1.   Wakefield was sent a two-page form-summarizing relevant provisions of the Railroad Retirement Act-along with the hearings officer's decision.   On page two, the form set out these words:H. JUDICIAL REVIEW...(2) Under the Railroad Unemployment Insurance Act, if the Board affirms the denial of an individual's claim, a further appeal may be taken to the federal court within ninety days after the date the Board's decision is mailed to him or her․

2.   Section 5(f) of the RUIA states:Any claimant ․ may, only after all administrative remedies within the Board will have been availed of and exhausted, obtain a review of any final decision of the Board by filing a petition for review within ninety days after the mailing of notice of such decision to the claimant or other party, or within such further time as the Board may allow, in the United States court of appeals․45 U.S.C.A. § 355(f) (emphasis added).

3.   The Court went on to conclude that the equities favored tolling because the government's secretive conduct prevented the plaintiffs from bringing their action in a timely manner.  Bowen, 476 U.S. at 479, 106 S.Ct. at 2030.

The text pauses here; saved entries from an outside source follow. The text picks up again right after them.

PR #1714, opened 2024-08-12
fix open-commands path in kws

yulianjie:
https://github.com/k2-fsa/icefall/blob/3b257dd5ae79bff99470ec1cbbeaa8fae84f956a/egs/wenetspeech/KWS/prepare.sh#L66
As shown in the figure below, the path of `open-commands->scripts` is incorrect, this MR just fix open-commands path in kws.
image


pkufool (approved):
LGTM

pkufool:
@yulianjie  Thanks! Merging.

PR #1757, opened 2024-09-26
Fix the batch_idx_train mismatch for model averaging

zzasdf:
The batch_idx_train save in epoch-*.pt may be different from the batch_idx_train when the model_avg is update. This may cause instability in the decode results, especially when params.avg is small and the train step for an epoch is not very large


yfyeung:
This is exactly a bug when performing model averaging. Could you help to review this PR? @csukuangfj

yaozengwei (approved):

yaozengwei:
Thanks a lot!

Issue #1709, opened 2024-08-06
early context injection


EmreOzkose:
Hi,

Are you planning to add early context injection approach ([Improving Neural Biasing for Contextual Speech Recognition by Early Context Injection and Text Perturbation](https://arxiv.org/pdf/2407.10303)) to Icefall?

4.   Wakefield also claims that the written instructions about appeal were insufficient because they were discussed in the “fine print” of the form sent along with the hearings officer's decision.   We do not agree.   The print on the form is small (roughly the size of print in a pocket part of the U.S.C.A.), but the section about judicial review is no smaller than any other section on the form.   Also, the section is clearly labeled as pertaining to judicial review.   With an investment of reasonable effort, the form is capable of being read.In addition, Wakefield's claim that the Board could have provided more information to Wakefield is an argument without limit.   While it is possible that the Board could have done more to keep Wakefield informed, no requirement exists for it to do so.   The Board's provision-on one occasion-of written information about judicial review is sufficient to undercut the tolling arguments.That the instruction form does not say that Wakefield is entitled to request an extension of time is not important.   The period for filing an appeal was clearly stated;  Wakefield did not act until well beyond that period had expired.   That Wakefield would have acted more timely had he been aware that an extension of time could be requested is speculation.

5.   Wakefield says that the delay was so long as to amount to a violation of constitutional due process.